■ Description of the task: Look over the data below and give the number of lines containing the word "NextConfig", with no other words.

■ Information provided:
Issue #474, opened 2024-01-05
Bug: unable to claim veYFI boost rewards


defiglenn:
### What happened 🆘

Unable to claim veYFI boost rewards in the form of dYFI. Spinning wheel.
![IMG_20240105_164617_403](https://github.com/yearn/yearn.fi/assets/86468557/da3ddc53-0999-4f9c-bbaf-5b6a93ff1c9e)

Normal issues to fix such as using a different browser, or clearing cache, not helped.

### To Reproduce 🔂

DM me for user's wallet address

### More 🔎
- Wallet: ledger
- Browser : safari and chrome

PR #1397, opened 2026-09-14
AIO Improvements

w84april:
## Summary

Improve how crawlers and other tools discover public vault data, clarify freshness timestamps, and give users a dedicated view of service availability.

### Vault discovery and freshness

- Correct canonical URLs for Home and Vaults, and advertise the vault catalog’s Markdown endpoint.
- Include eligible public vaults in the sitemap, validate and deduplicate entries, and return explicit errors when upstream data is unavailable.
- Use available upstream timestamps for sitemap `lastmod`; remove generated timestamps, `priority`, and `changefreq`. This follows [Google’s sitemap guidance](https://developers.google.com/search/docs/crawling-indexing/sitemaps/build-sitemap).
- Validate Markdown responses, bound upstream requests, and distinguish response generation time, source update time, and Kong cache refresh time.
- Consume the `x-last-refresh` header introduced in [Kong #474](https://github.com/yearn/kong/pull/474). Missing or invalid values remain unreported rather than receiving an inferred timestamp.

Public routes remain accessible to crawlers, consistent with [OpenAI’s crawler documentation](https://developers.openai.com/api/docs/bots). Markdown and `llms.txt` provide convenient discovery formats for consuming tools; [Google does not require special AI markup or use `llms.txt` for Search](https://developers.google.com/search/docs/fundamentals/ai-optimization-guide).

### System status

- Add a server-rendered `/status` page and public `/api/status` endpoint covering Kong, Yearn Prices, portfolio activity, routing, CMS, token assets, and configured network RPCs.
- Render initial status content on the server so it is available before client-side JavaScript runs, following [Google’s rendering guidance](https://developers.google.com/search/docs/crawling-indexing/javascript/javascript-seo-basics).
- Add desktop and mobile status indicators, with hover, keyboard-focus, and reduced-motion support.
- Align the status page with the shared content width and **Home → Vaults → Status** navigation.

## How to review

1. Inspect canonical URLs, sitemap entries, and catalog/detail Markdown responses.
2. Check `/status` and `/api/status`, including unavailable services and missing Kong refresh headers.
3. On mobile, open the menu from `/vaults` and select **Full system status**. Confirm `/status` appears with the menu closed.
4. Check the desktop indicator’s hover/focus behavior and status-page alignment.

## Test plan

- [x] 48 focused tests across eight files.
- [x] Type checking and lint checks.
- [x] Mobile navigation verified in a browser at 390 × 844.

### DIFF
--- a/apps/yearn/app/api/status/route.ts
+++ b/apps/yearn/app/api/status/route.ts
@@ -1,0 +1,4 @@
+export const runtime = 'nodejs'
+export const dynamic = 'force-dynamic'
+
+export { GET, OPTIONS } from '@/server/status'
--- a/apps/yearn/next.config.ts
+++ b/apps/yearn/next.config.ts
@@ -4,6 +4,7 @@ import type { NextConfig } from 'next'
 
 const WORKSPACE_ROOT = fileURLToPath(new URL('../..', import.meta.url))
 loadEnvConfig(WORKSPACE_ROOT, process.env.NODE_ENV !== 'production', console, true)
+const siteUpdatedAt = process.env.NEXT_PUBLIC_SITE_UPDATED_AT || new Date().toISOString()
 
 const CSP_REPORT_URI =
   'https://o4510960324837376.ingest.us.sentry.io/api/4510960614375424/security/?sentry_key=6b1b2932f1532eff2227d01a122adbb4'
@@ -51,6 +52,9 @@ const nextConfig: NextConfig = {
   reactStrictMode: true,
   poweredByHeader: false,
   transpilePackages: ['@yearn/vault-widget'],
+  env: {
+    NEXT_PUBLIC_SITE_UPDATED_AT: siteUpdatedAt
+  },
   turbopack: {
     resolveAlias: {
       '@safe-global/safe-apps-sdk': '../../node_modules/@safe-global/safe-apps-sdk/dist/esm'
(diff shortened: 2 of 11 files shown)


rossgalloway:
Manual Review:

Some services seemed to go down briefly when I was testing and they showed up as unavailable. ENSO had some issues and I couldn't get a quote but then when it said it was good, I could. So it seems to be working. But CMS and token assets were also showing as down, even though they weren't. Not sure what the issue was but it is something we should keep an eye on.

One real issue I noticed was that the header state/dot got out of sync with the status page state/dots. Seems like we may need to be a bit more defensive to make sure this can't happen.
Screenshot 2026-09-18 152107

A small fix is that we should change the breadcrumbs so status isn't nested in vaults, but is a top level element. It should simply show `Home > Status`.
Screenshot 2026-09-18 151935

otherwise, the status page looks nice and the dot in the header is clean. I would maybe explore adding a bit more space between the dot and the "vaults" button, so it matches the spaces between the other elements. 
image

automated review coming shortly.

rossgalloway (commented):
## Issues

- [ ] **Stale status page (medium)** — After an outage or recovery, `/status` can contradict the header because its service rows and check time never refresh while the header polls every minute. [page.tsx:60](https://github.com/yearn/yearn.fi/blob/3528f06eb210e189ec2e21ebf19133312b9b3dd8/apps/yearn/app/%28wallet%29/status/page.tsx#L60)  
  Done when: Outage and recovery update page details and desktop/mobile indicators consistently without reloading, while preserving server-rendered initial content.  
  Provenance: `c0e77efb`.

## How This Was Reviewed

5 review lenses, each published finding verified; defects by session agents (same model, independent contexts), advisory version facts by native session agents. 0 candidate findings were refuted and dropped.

...

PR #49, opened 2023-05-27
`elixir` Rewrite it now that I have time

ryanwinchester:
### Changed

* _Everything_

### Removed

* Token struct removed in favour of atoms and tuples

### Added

* * *

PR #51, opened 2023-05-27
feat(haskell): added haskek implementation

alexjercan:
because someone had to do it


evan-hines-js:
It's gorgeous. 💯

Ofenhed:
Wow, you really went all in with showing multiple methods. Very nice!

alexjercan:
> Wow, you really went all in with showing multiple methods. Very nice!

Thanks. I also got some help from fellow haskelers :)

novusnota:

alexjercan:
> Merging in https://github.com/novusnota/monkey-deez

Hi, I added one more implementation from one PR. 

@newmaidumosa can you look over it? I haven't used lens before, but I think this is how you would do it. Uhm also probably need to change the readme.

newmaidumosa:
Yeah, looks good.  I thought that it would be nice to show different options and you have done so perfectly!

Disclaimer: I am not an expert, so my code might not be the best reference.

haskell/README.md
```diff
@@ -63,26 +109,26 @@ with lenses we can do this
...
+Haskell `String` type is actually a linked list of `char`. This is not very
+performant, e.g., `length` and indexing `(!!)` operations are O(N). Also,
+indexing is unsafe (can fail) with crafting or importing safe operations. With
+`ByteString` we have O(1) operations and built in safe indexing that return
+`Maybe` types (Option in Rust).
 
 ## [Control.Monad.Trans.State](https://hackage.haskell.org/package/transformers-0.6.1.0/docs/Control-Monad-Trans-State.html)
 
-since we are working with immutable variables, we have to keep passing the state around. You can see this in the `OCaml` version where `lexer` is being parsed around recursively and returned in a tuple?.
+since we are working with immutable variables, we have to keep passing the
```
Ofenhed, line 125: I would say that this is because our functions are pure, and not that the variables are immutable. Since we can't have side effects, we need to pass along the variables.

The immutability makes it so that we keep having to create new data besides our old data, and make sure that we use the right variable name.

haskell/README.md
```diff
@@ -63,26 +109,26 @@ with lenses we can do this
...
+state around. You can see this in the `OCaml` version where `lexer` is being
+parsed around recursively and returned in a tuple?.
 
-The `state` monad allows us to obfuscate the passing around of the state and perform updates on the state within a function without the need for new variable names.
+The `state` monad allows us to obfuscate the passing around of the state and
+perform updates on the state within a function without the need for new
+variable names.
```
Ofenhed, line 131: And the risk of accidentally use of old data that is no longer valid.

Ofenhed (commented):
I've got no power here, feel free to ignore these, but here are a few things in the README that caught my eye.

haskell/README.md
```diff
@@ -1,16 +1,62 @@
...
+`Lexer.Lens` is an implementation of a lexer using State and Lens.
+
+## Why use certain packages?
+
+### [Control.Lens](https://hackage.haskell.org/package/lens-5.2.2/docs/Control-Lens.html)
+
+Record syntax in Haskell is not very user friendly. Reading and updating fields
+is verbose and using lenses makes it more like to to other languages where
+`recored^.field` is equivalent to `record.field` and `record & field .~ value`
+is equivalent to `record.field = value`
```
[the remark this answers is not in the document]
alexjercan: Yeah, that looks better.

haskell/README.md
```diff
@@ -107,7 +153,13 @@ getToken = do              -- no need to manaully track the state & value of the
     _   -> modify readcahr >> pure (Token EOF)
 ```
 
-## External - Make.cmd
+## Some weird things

■ Result of this exercise: 2